Wow, super helpful thankyou!


----------



## BROWNO143 (Feb 24, 2020)

Rbriggs82 said:


> I have it happen multiple time mainly on very dirty oak cabinets. The spots don't show through the bin but they come through on the first finish coat. Spot prime those spots with coverstain and the problem is solved. You can keep hitting them with Bin until you're blue in the face and they keep coming through. Coverstain or probably another oil primer does the trick.
> 
> Sent from my Pixel 3a using Tapatalk


Thankyou!


----------



## finishesbykevyn (Apr 14, 2010)

I use the eco tsp and a drop of Dawn, plus 3M scrubbys. Also a toothbush or stiff scrubby helps for the detailed area's..Acetone drys too fast!


----------



## Redux (Oct 27, 2018)

BROWNO143 said:


> Wow, super helpful thankyou!


You’re welcome.
Maybe post a photo if you’re able.

One other unrelated reason not to use 0000 steel wool between coats, especially with WB finishes, is that you’re transferring oil from the steel wool to the substrate which can negatively impact adhesion and result in intercoat failure.
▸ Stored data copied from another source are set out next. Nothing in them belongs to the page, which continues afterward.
PR #305, opened 2021-01-05
added verbose plural name for PackageRelatedVulnerability model

Shivam-316:
This is my first PR for this project, I would really like to contribute more.


vulnerabilities/migrations/0002_auto_20210105_1725.py
```diff
@@ -0,0 +1,17 @@
+# Generated by Django 3.0.7 on 2021-01-05 17:25
```
sbs2001, line 1: Could you squash this into one migration file ? 

To do this you would need to delete existing migrations and generate a migration script

vulnerabilities/models.py
```diff
@@ -146,6 +146,7 @@ class PackageRelatedVulnerability(models.Model):
 
     class Meta:
         unique_together = ("package", "vulnerability")
+        verbose_name_plural = "Package related vulnerabilities"
```
sbs2001, line 149: verbose_name_plural = "PackageRelatedVulnerabilities" would be better

sbs2001 (changes requested):

sbs2001:
Hey @Shivam-316  thanks for the PR see my review comments inline :)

Chemcraft’s WB finishes are extremely sensitive to oils.


----------



## Tprice2193 (Oct 3, 2017)

I started with Dawn and maroon pads when I started refinishing cabinets in 2005. In 2014 someone on here recommended Dirtex and I used it for a couple jobs and switched back to Dawn. No problems with Dirtex but the Dawn seems like it removes more buildup. Acetone after the rinse will help the sustrate dry but you are talking extremely volatile and flammable, a lot worse than BIN. One job in particular I was seeing the same problem as @Rbriggs82 was referring to. Tried the coverstain which he recommended and by gosh it worked. It will get you out of a bind but it is not a substitute for good prep.


----------



## Redux (Oct 27, 2018)

Some aniline dyes can bleed through multiple coats of BIN and WB finishes. Blood red aniline dyes are notorious for bleeding if the existing film is breached when prepping. I posted a story a while back about a mahogany piano I refinished in a white, having it go pink on me due to bleeding.
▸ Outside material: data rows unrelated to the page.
Issue #430, opened 2022-09-14
Preventing `StackOverflowError` automatically with a `@safe_turbo`?


MilesCranmer:
Hey all,

I am eager to switch from `@inbounds @simd`  to `@turbo` in the evaluation loops of [SymbolicRegression.jl](https://github.com/MilesCranmer/SymbolicRegression.jl), which is the backend for [PySR](https://github.com/MilesCranmer/PySR). You can see my initial pull request here: https://github.com/MilesCranmer/SymbolicRegression.jl/pull/132 which shows the loops I am attempting to speed up.

The way my package works is that the user can pass any binary or unary operator (e.g., `+`, `-`, `*`, `/`, `cos`, `exp`, or any function they define). These operators will be arranged into expressions by a genetic algorithm until a combination is found that matches a relationship in a dataset. The evaluation of each expression needs to be high-performance, and is performed by a loop over an array with the `@inbounds @simd` macros. This loop is behind a function barrier so that the performance is the same as if I had hard-coded each operator the user passed.

I tried to switch to `@turbo`; however, I ended up seeing `StackOverflowError` when testing `SpecialFunctions.gamma` as an operator. From my look through these issues: https://github.com/JuliaSIMD/LoopVectorization.jl/issues/233, https://github.com/JuliaSIMD/LoopVectorization.jl/issues/232, it seems like certain functions will raise this error if they do not have SIMD implemented.

Now, this is an issue for my package, since the user is allowed (and encouraged) to specify any Julia function they wish as the operator - even complex, branching functions (including any of `SpecialFunctions`) - and those operators will be used inside these loops. Now, I understand that each operator would need to be implemented as a SIMD operation for `@turbo` to give a speedup, but I would still like to get the speed for other more standard operators, like `+`, `-`, `*`, `/`, etc. 

I am therefore wondering if it is possible to change `@turbo` to be robust against `StackOverflowErrors`, and fall back to a non-SIMD operations? Or, maybe a `@safe_turbo` macro implemented that could do this? (This assumes I do not know what code the user would use inside each loop at runtime.)

Thanks!
Miles

timholy:
A likely culprit is the assumption that constructors/conversion returns an object of the given type, see https://github.com/JuliaLang/julia/issues/42372

chriselrod:
Adding a `safe` key word arg to `@turbo` or a `@safe_turbo` option wouldn't be difficult.

If you want to try:
1. Add it to the kwargs here:
[...]

Issue #232, opened 2021-04-02
error with erf 


CarloLucibello:
Not sure this is the right place to ask (maybe VectorizationBase?) but this is what I get when I try to use `erf`

```julia
julia> using LoopVectorization, SpecialFunctions

julia> @avx for i=1:10
          a[i] = erf(x[i])
       end
ERROR: StackOverflowError:
Stacktrace:
 [1] erf(x::VectorizationBase.Vec{4, Float64}) (repeats 79984 times)
   @ SpecialFunctions ~/.julia/packages/SpecialFunctions/mFAQ4/src/erf.jl:10
```

Is `erf` support planned?

chriselrod:
> Is `erf` support planned?

Yes. Not sure what the best way to do this is, because LoopVectorization & VectorizationBase don't depend on SpecialFunctions. Maybe use `Requires.jl`, which LoopVectorization is already using anyway.

The [current implementation](https://github.com/JuliaSIMD/VectorizationBase.jl/blob/6404e0dae5bc5c27859347e5ebdfda991cae414f/src/llvm_intrin/verf.jl) needs work, but:
```julia
julia> using LoopVectorization, SpecialFunctions, VectorizationBase

julia> x = randn(10); a = similar(x);

julia> @avx for i=1:10
           a[i] = VectorizationBase.verf(x[i])
       end

julia> a'
1×10 adjoint(::Vector{Float64}) with eltype Float64:
 0.565029  -0.59615  -0.382111  0.429077  -0.879287  -0.272737  0.43213  -0.937869  -0.917235  0.224102

julia> erf.(x)'
1×10 adjoint(::Vector{Float64}) with eltype Float64:
 0.565029  -0.59615  -0.382111  0.429077  -0.879287  -0.272737  0.43213  -0.937869  -0.917235  0.224102
```
The current implementation consists of copy/pastes of LLVM emitted by compiling the xsimd C++ library using Clang.
But it's not cross platform, because that IR uses target specific intrinsics, so while it should work on anything x64, it will not work on ARM.
While that could be solved by compiling ARM versions...
The better plan would be to just write Julia versions. Then they could also benefit from accepting `VecUnroll` arguments, which can give a fairly good % performance boost to special functions thanks to out of order execution.

PR #431, opened 2022-09-18
Check operations in `@turbo` automatically with `can_avx`; if failure, switch to `@inbounds @fastmath`

MilesCranmer:
This solves #430 and prevents the StackOverflowError from appearing in #232.  cc @timholy @chriselrod. Thanks to @chriselrod for walking me through how to implement this with detailed instructions.

Basically this will check all instructions in a `@turbo` loop (if the `safe=true` kwarg is set - ~~`true`~~`false` by default) with `ArrayInterface.can_avx`. If any operation is `false`, then the check will fail and `@inbounds @fastmath` will be used instead, which will also print a warning message unless `warn_check_arg=false`.

```julia
using LoopVectorization
using SpecialFunctions

x = Float32.(1:0.1:10)
y = similar(x)

@turbo safe=true for i in indices(x)
    y[i] = gamma(x[i])
end
```
Note that ~~`safe=true`~~ `safe=false` by default ~~so this is technically not needed~~.

Before this change, this code would result in a mysterious `StackOverflowError`, since `gamma` does not have an AVX version implemented. 

As described in #430, this change is useful for cases where the user can pass an arbitrary operator - one still wants `@turbo` to work if that operator can be AVX'd, but default to `@inbounds @fastmath` otherwise.

---

Minor additional changes: I refactored `can_avx.jl`, and included `SpecialFunctions.gamma` as an operator which cannot currently be AVX'd.


MilesCranmer:
I'm not sure if `can_avx` is as general as one would like? There are some operators which can `@turbo` fine, but `can_avx` fails. e.g., if I just write:
```
f(x) = exp(x)
can_avx(f)
```
this would return `false`. Is there a more general way to check this @chriselrod? I suppose I should turn `safe=false` by default anyways, just in case situations like this occur.

chriselrod:
> Is there a more general way to check this @chriselrod?

https://github.com/JuliaSIMD/LoopVectorization.jl/issues/430#issuecomment-1247256476
You could use `promote_op` as described there, checking the number of arguments used. 
Getting the element types would be harder, but you could assume `Vec{2,Int}` if you don't want to do anything fancy.

chriselrod:
For example:
```julia
julia> using SpecialFunctions, VectorizationBase, SLEEFPirates

julia> can_turbo(f::F, ::Val{NARGS}) where {F,NARGS} = Base.promote_op(f, ntuple(Returns(Vec{2,Int}), Val(NARGS))...) !== Union{}
can_turbo (generic function with 1 method)

julia> can_turbo(+, Val(1))
true

julia> can_turbo(exp, Val(1))
true

julia> f(x) = exp(x)
f (generic function with 1 method)

julia> can_turbo(f, Val(1))
true

julia> can_turbo(gamma, Val(1))
false
```
This isn't necessarilly precise, but should work well in practice.

MilesCranmer:
What is the best way to get `NARGS`? Maybe `length(op.dependencies)`?

chriselrod:
> What is the best way to get `NARGS`? Maybe `length(op.dependencies)`?

`length(parents(op))`

MilesCranmer:
Awesome, thanks! Everything is implemented, and added a few tests too. Let me know what you think.

Also, let me know if you'd rather have `safe=true` by default. Right now it is `false` since I wasn't sure how general this technique is.

MilesCranmer:
I'm not sure why the tests are failing - did I miss a `, safe` snippet somewhere?

(probably would be good to refactor away the shotgun surgery in the future, if possible)

chriselrod:
```julia
broadcast_float: Error During Test at /home/runner/work/LoopVectorization.jl/LoopVectorization.jl/test/broadcast.jl:205
[243](https://github.com/JuliaSIMD/LoopVectorization.jl/actions/runs/3078404283/jobs/4974198686#step:6:246)
  Got exception outside of a @test
[244](https://github.com/JuliaSIMD/LoopVectorization.jl/actions/runs/3078404283/jobs/4974198686#step:6:247)
  BoundsError: attempt to access Tuple{Bool, Int8, Int8, Int8, Bool, Int64, Int64, Int64, Int64, UInt64} at index [11]
[245](https://github.com/JuliaSIMD/LoopVectorization.jl/actions/runs/3078404283/jobs/4974198686#step:6:248)
  Stacktrace:
[246](https://github.com/JuliaSIMD/LoopVectorization.jl/actions/runs/3078404283/jobs/4974198686#step:6:249)
    [1] indexed_iterate(t::Tuple{Bool, Int8, Int8, Int8, Bool, Int64, Int64, Int64, Int64, UInt64}, i::Int64, state::Int64)
[247](https://github.com/JuliaSIMD/LoopVectorization.jl/actions/runs/3078404283/jobs/4974198686#step:6:250)
      @ Base ./tuple.jl:88
[248](https://github.com/JuliaSIMD/LoopVectorization.jl/actions/runs/3078404283/jobs/4974198686#step:6:251)
    [2] #s217#153
[249](https://github.com/JuliaSIMD/LoopVectorization.jl/actions/runs/3078404283/jobs/4974198686#step:6:252)
      @ ~/work/LoopVectorization.jl/LoopVectorization.jl/src/broadcast.jl:551 [inlined]
[250](https://github.com/JuliaSIMD/LoopVectorization.jl/actions/runs/3078404283/jobs/4974198686#step:6:253)
    [3] var"#s217#153"(T::Any, N::Any, BC::Any, Mod::Any, UNROLL::Any, dontbc::Any, ::Any, dest::Any, bc::Any, #unused#::Type, #unused#::Type, #unused#::Any)
[251](https://github.com/JuliaSIMD/LoopVectorization.jl/actions/runs/3078404283/jobs/4974198686#step:6:254)
      @ LoopVectorization ./none:0
[252](https://github.com/JuliaSIMD/LoopVectorization.jl/actions/runs/3078404283/jobs/4974198686#step:6:255)
    [4] (::Core.GeneratedFunctionStub)(::Any, ::Vararg{Any})
[253](https://github.com/JuliaSIMD/LoopVectorization.jl/actions/runs/3078404283/jobs/4974198686#step:6:256)
      @ Core ./boot.jl:597
[254](https://github.com/JuliaSIMD/LoopVectorization.jl/actions/runs/3078404283/jobs/4974198686#step:6:257)
    [5] vmaterialize
[255](https://github.com/JuliaSIMD/LoopVectorization.jl/actions/runs/3078404283/jobs/4974198686#step:6:258)
      @ ~/work/LoopVectorization.jl/LoopVectorization.jl/src/broadcast.jl:679 [inlined]
```
Looks like you didn't update broadcasting.

chriselrod:
Forward it here:
https://github.com/JuliaSIMD/LoopVectorization.jl/blob/88dfe72e29a7308d551f894b8cf8cc2ceaf21404/src/constructors.jl#L46-L60

chriselrod:
Okay, `avx_config_val` is a bit of a mess.
It's defined in `condense_loopset.jl`, has a different length depending on broadcast vs not.

Currently, it's dropping `safe`, hence it's missing in the broadcast files, resulting in the indexing errors.

MilesCranmer:
I tried to add `warncheckarg` and `safe` everywhere the packing/unpacking occurs... still not sure where the other errors are coming from. It's really hard to debug this message:
```
    [1] indexed_iterate(t::Tuple{Bool, Int8, Int8, Int8, Bool, Int64, Int64, Int64, Int64, UInt64}, i::Int64, state::Int64)
      @ Base ./tuple.jl:88
    [2] #s191#153
      @ ~/Documents/LoopVectorization.jl/src/broadcast.jl:551 [inlined]
    [3] var"#s191#153"(T::Any, N::Any, BC::Any, Mod::Any, UNROLL::Any, dontbc::Any, ::Any, dest::Any, bc::Any, #unused#::Type, #unused#::Type, #unused#::Any)
      @ LoopVectorization ./none:0
    [4] (::Core.GeneratedFunctionStub)(::Any, ::Vararg{Any})
      @ Core ./boot.jl:582
    [5] vmaterialize!(dest::OffsetVector{Float64, Vector{Float64}}, bc::Base.Broadcast.Broadcasted{Base.Broadcast.DefaultArrayStyle{1}, Nothing, typeof(identity), Tuple{OffsetVector{Float64, Vector{Float64}}}}, #unused#::Val{:Main}, #unused#::Val{(true, 0, 0, 0, true, 0, 16, 31, 128, 0x0000000000000001)})
      @ LoopVectorization ~/Documents/LoopVectorization.jl/src/broadcast.jl:666
    [6] macro expansion
      @ ~/Documents/LoopVectorization.jl/test/iteration_bound_tests.jl:19 [inlined]
    [7] macro expansion
      @ /Applications/Julia-1.8.app/Contents/Resources/julia/share/julia/stdlib/v1.8/Test/src/Test.jl:1357 [inlined]
```

Traceback `[6]` is just a call with `@turbo` and then `[5]` is `vmaterialize` - I have no idea where the `UNROLL` actually gets packed...

MilesCranmer:
Okay, I think I found them all. (I would definitely recommend making a dedicated type for `UNROLL` instead of unpacking/packing (maybe a `NamedTuple`?) -  I think the current pattern will inevitably cause bugs.)

Let me know how this PR looks.
Thanks,
Miles

chriselrod:
> Okay, I think I found them all. (I would definitely recommend making a dedicated type for `UNROLL` instead of unpacking/packing (maybe a `NamedTuple`?) - I think the current pattern will inevitably cause bugs.)
> 
> Let me know how this PR looks. Thanks, Miles

Feel free to add this yourself =)

MilesCranmer:
> Feel free to make this change yourself =)

Not sure I have enough knowledge of LoopVectorization.jl to do such a big refactor - maybe one day when I have more time :)

test/safe_turbo.jl
```diff
@@ -16,6 +16,7 @@
   # `gamma` can be AVX'd, but `can_turbo` can:
   f(x) = exp(x)
 
+  @test LoopVectorization.ArrayInterface.can_avx(f)
```
chriselrod, line 19: was this supposed to be `can_avx(exp)`?

MilesCranmer: Yes, nice (fast!) catch!

chriselrod:
```julia
 shuffles load/stores     | 4442    257   4699  1m15.4s
```
These nightly failures happen on the `main` branch, too.

chriselrod:
Add special functions to `test/Project.toml`

MilesCranmer:
Seeing this issue now:
```julia
  Test threw exception
  Expression: LoopVectorization.can_turbo(f2, Val(1))
  UndefVarError: Returns not defined
  Stacktrace:
   [1] can_turbo(f::var"#f2#2", #unused#::Val{1})
     @ LoopVectorization ~/work/LoopVectorization.jl/LoopVectorization.jl/src/condense_loopset.jl:913
   [2] macro expansion
     @ ~/work/LoopVectorization.jl/LoopVectorization.jl/test/safe_turbo.jl:21 [inlined]
   [3] macro expansion
     @ /buildworker/worker/package_linux64/build/usr/share/julia/stdlib/v1.6/Test/src/Test.jl:1151 [inlined]
   [4] top-level scope
     @ ~/work/LoopVectorization.jl/LoopVectorization.jl/test/safe_turbo.jl:4
```
I guess this is from the `Returns(Vec{2,Int})` snippet? Not sure how to fix this

MilesCranmer:
I'm traveling for the rest of this week unfortunately, so I won't be online much. I can retry this weekend though. Let me know if you have any clues as to why this breaks. Also, feel free to push to the branch (and potentially merge) as you wish.

chriselrod:
> I guess this is from the `Returns(Vec{2,Int})` snippet? Not sure how to fix this

`Returns` was new in Julia 1.7; it didn't exist in Julia 1.6.

src/condense_loopset.jl
```diff
@@ -885,6 +903,38 @@ function check_args_call(ls::LoopSet)
   q
 end
```
chriselrod, line 905:
```suggestion
struct RetVec2Int end
(::RetVec2Int)(_) = Vec{2,Int}
```

src/condense_loopset.jl
```diff
@@ -885,6 +903,38 @@ function check_args_call(ls::LoopSet)
...
 
+"""
+  can_turbo(f::Function, ::Val{NARGS})
+
+Check whether a given function with a specified number of arguments
+can be used inside a `@turbo` loop.
+"""
+function can_turbo(f::F, ::Val{NARGS})::Bool where {F,NARGS}
+  promoted_op = Base.promote_op(f, ntuple(Returns(Vec{2,Int}), Val(NARGS))...)
```
chriselrod, line 913:
```suggestion
  promoted_op = Base.promote_op(f, ntuple(RetVec2Int(), Val(NARGS))...)
```

chriselrod (commented):
This is an example workaround for `Returns` not existing yet.

MilesCranmer:
I couldn't figure that one out, was hoping you would have some idea. I tried defining the function inside and outside of the test set, and ensuring that each function has a unique name, but that error persists. I assume it's some weird test syntax quirk.

MilesCranmer:
Nice!! Thanks

chriselrod:
Thanks for all the work on this!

I had to strip it down and wash it with concentrated chlorine bleach to remove all traces of the dye. What a nightmare of a project that was.


----------



## Ramus8T (Jan 14, 2020)

Zoomer said:


> Recently we did a job for some folks from India,
> Super greasy cabinets, ceilings and walls from their high heat and oil cooking everyday.
> Not a single spot of bleed through after washing down with Dawn, let dry, sand with 150-180 grit sandpaper, tack, vacum, spray Bins, let dry at least 2 hours, sand 220 grit, tack, vacum, spray 1st coat, let dry, sand 400 grit, tack vacum, spray final coat.
> Not a single bleed through.



What kind of spray rack is that?


Sent from my iPhone using Tapatalk


----------



## Rbriggs82 (Jul 9, 2012)

Ramus8T said:


> What kind of spray rack is that?
> 
> 
> Sent from my iPhone using Tapatalk


Door rack painter, best racks I've ever used. 
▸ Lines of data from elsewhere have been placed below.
PR #439, opened 2022-10-12
Length of tuple

chriselrod:
this code wasn't reached anyway, so perhaps it should be removed?


src/condense_loopset.jl
```diff
@@ -919,6 +919,7 @@ can_turbo(::typeof(vfmsubadd), ::Val{3}) = true
 can_turbo(::typeof(ifelse), ::Val{3}) = true
 can_turbo(::typeof(!), ::Val{1}) = true
 can_turbo(::typeof(^), ::Val{2}) = true
+can_turbo(::typeof(Base.FastMath.pow_fast), ::Val{2}) = true
```
chriselrod, line 922:
```suggestion
```

PR #444, opened 2022-10-31
Add DynamicExpressions.jl and PySR/SymbolicRegression.jl to example packages

MilesCranmer:
With new versions of these packages, there's a `turbo` mode for faster expression evaluation!


chriselrod:
Thanks for your contributions to get `@turbo` to be safer!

Sent from my Pixel 3a using Tapatalk


----------



## finishesbykevyn (Apr 14, 2010)

Redux said:


> Some aniline dyes can bleed through multiple coats of BIN and WB finishes. Blood red aniline dyes are notorious for bleeding if the existing film is breached when prepping. I posted a story a while back about a mahogany piano I refinished in a white, having it go pink on me due to bleeding.
> 
> I had to strip it down and wash it with concentrated chlorine bleach to remove all traces of the dye. What a nightmare of a project that was.


I cant even imagine how long that must have taken. OMFG. What did you use as a top coat btw? Stand up or grand?


----------



## Redux (Oct 27, 2018)

finishesbykevyn said:


> I cant even imagine how long that must have taken. OMFG. What did you use as a top coat btw? Stand up or grand?


I used CAB lacquer. It was an early spinet upright. I’ve done a grand as well. I pretty much disassembled everything, having re-felted and refinished the brass as well. The piano turned from white to a consistent pink color while in process. I then experimented with the top, utilizing BIN. The red bled through a half dozen coats of BIN. Nothing I threw at it would lock it in.

Being it happened before the invention of the World Wide Web, with knowledge bases being scarce, I ended up contacting an old school German piano refinisher who educated me on the blood red mahogany dyes utilized during the early part of the 20th century, and taught me how to de-color the dyes with chlorine bleach. After stripping and de-coloring the dye, it worked out great. 

I’ve only encountered a similar dye from that period one other time. There’s mention on the GF website about the early dyes and bleeding. Eric Reason also makes mention in one of his vids about the red dyes bleeding. Some of the more modern alcohol soluble dyes used on cabinets can bleed through BIN when refinishing. Oil soluble dyes can bleed through oil based primers, and water soluble dyes can bleed through WB coatings when refinishing as well. They tend to bleed at pores when not disturbing the existing film, the bleeding being about the size of a pencil eraser that TPrice mentioned. 

Although the use of steel wool is a red flag, I wouldn’t rule out dye being the culprit as per the original post @ this thread.


----------



## Ramus8T (Jan 14, 2020)

Rbriggs82 said:


> Door rack painter, best racks I've ever used.
> 
> Sent from my Pixel 3a using Tapatalk



Thanks. 


Sent from my iPhone using Tapatalk


----------



## BROWNO143 (Feb 24, 2020)

Redux said:


> finishesbykevyn said:
> 
> 
> > I cant even imagine how long that must have taken. OMFG. What did you use as a top coat btw? Stand up or grand?
> ...



The problem has been persistent for a while. I’ve only used steel wool on 2 projects, where I generally use 3M stripping pads, and haven’t had any issue that’s explicitly attributed to the use of steel wool. I wish I had photos, it’s got to be grease that the acetone isn’t cutting through. When I scrape it it takes it back to the wood/original finish.


----------



## Zoomer (Dec 17, 2011)

Ramus8T said:


> Zoomer said:
> 
> 
> > Recently we did a job for some folks from India,
> ...


DoorRackPainter.com.
If you order please tell Jake the owner that Monte from Denver sent you.


----------



## Mr Smith (Mar 11, 2016)

PX primer or vinyl lacquer primer also seals bleed through very well. I sprayed some blond Oak windows with zero bleed through, and it dries super quick so you can do multiple coats if necessary.


----------



## Joe67 (Aug 12, 2016)

Somebody needs to change the subject line of this thread. Every time I see it I think someone's been injured...


----------